If it's illegal to actually cut off somebody's heat, what is the government's incentive to pay for it? It seems like it could have a very negative consequence of energy companies ruining already poor people's credit history, and make it harder to get out of poverty, but will people actually be freezing to death or having heart attacks in summer because of this?
At the end of the SOTU address, I fully expected Obama to pull a Mission Impossible and tear off his mask, revealing that he is really Ronald Reagan.
Where's Hugo Chavez when you need him?
becca: "will people actually be freezing to death or having heart attacks in summer because of this?"
Yes. The only question is how many.
Here in Texas, you have to vote in the republican prmary to make any difference at all, so I do. The downside (actually one of many downsides including self loathing, reflexively gagging, and utter despair) is that various republican organizations think I am actually a republican. They used to send me surveys and solicitations in the mail talking about how "Obama is pure evil, bent on destroying the country, fascist and communist at the same time, and by the way this has nothing to do with the the fact that he is a black foreigner. Please send us money. Did we mention that he is black? And probably a foreigner?
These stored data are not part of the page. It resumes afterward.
PR #1590, opened 2025-07-11
MILC interface: Two-parity deflation and more

leonhostetler:
This PR enables two-parity deflation (previously it only supported EVEN parity deflation), and adds a few new functions to enable that as well as prepare for upcoming support for current calculations with low-mode averaging.

New functions added to the MILC interface:

- `qudaLoadDeflationSpace`: Load a specific parity deflation space from QUDA eigensolve, from QUDA file, from the other parity deflation space, or from MILC (e.g. Grid eigenpack)
- `qudaGetDeflationSpace`: To pass eigenvectors and eigenvalues from QUDA's deflation space back to MILC if desired
- `qudaProject`: Given a source vector, this function returns the source vector with the low mode projection subtracted off

The `qudaLoadDeflationSpace` function is quite large and handles multiple major code paths (`COMPUTE`, `FROM_OTHER_PARITY`, and `LOAD`) and with multiple levels of nesting. If advised, I can break this into multiple smaller functions as well as eliminate some redundant parts by adding a couple small helper functions. Let me know what you think.

Feel free to suggest alternate names to use for these functions.


lib/milc_interface.cpp
```diff
@@ -1192,6 +1206,308 @@ void qudaMultishiftInvert(int external_precision, int quda_precision, int num_of
...
+  std::vector<ColorSpinorField> tmp(nvec);
+  for (int i = 0; i < nvec; i++) {
+    sol[i] = ColorSpinorField(gpuParam);
+    sol[i] = sol_h[i];
+    tmp[i] = ColorSpinorField(gpuParam);
+    src[i] = ColorSpinorField(gpuParam);
+    src[i] = src_h[i]; // Copy host sources to device sources
+  }
+
+  // 1. Take block inner product: (V_i)^dag * src = s_i
```
maddyscientist: Just thinking out loud here: could it be advantageous to do more than one step of projection, in case of finite-precision errors?  If we ever do this in single precision, then we might get an improved projection if we do two passes at projection.

maddyscientist: And given the overhead of host-device copying here, I suppose doing additional passes would be essentially free?

maddyscientist (approved):
This looks great @leonhostetler, thank you for this contribution.

One question: could we simplify much of the "even or odd" logic if we have an array of preserved deflation space and array of preserved masses?  Then the parity could be used as an index for selecting the correct space, and it might clean things up a lot and reduce boilerplate.

lib/milc_interface.cpp
leonhostetler: I have added this with commit [b074075](https://github.com/lattice/quda/pull/1590/commits/b0740750c17055cf19445931dc02a90092bc1910).

leonhostetler:
Sorry about the delay with this. I have implemented the suggested changes and retested.

leonhostetler:
Thank you @maddyscientist for the suggested changes! Would this be ready to merge or are there additional changes I should make?

P.S. I'll have another PR coming soon for branch feature/milc-exact-current, which will complete the MILC/QUDA interfacing for our disconnected vector current calculations.

weinbe2:
@leonhostetler orthogonal of your ask of @maddyscientist , I'll give this a cursory visual review (expecting no surprises). Since I know you're already using this in MILC I'll skip my standard tests. (I meant to do this a while ago, sorry about that.)

weinbe2 (approved):
This is a really nice PR (and maybe something we'll pull deeper into QUDA one day, namely the even/odd eigenvector reconstruction for staggered, but not today!), thanks @leonhostetler !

But definitely black." OK, that's not a direct quote, but it is pretty damned close.
I no longer get those surveys or solicitations, probably because the republicans realize that Obama is much more effective than they could ever be in achieving their goal of destroying the country. Their work is done.
When Obama brought up "Hope" during his campaign, I didn't think he meant he would kill it...
It recently occurred to me that "Hope" and "Change" were total newspeak. Strange that it took so long, really.